=== Data records ===

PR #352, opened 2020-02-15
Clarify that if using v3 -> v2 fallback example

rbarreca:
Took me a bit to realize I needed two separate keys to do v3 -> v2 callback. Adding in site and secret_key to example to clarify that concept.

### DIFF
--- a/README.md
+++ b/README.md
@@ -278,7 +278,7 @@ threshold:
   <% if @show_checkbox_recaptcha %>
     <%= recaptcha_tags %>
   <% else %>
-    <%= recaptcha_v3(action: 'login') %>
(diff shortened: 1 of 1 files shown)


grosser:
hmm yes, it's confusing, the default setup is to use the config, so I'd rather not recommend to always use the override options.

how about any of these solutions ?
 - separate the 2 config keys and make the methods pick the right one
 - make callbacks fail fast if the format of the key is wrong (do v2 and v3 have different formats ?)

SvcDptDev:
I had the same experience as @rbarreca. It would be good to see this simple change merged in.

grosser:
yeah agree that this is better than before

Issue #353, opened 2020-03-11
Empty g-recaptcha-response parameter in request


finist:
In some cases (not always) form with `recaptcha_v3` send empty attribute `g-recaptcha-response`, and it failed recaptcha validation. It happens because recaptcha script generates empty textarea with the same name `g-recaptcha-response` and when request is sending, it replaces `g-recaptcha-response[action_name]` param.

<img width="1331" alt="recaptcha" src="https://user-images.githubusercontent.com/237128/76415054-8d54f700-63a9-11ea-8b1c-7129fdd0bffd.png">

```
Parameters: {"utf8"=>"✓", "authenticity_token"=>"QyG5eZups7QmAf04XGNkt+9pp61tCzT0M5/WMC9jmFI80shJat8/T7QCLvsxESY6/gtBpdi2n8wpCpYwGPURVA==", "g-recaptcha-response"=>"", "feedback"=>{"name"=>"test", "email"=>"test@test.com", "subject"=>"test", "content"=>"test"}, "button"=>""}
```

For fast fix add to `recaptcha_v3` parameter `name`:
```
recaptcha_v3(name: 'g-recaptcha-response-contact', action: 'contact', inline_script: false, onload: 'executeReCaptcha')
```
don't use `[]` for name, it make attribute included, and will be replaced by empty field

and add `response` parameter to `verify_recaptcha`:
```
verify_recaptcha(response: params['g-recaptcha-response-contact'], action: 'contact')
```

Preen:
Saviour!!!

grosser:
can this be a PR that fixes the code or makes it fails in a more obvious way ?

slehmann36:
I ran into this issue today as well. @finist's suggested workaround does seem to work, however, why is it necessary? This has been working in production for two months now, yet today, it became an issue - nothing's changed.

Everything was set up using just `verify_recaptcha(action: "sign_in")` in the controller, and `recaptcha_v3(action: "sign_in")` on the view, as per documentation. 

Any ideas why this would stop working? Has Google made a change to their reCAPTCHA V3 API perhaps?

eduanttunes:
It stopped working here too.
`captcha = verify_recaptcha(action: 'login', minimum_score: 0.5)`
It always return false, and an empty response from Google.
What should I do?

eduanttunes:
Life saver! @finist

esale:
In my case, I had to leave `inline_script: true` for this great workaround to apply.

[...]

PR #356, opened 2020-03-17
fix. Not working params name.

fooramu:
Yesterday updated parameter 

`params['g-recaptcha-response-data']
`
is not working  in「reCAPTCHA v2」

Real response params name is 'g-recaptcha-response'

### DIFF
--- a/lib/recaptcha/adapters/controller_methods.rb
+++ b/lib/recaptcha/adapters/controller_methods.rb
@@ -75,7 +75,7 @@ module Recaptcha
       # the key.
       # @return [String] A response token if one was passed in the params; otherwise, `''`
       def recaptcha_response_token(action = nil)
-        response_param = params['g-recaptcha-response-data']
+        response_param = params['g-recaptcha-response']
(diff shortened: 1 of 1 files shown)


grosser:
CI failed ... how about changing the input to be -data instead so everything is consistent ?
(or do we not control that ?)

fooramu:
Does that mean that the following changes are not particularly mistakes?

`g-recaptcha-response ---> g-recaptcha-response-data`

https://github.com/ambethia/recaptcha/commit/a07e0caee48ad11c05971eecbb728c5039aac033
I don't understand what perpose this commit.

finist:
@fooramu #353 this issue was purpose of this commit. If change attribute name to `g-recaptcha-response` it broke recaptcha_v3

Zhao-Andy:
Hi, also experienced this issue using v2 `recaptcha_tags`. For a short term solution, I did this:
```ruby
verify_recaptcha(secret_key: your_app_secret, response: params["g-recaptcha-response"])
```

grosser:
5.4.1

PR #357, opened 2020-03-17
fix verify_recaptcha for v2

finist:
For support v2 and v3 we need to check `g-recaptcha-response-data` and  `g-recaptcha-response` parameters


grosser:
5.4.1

===

> _Exercise brief_:
What is the number of lines in the records that contain the string "login"? Give only that number.

> _Expected answer_:
2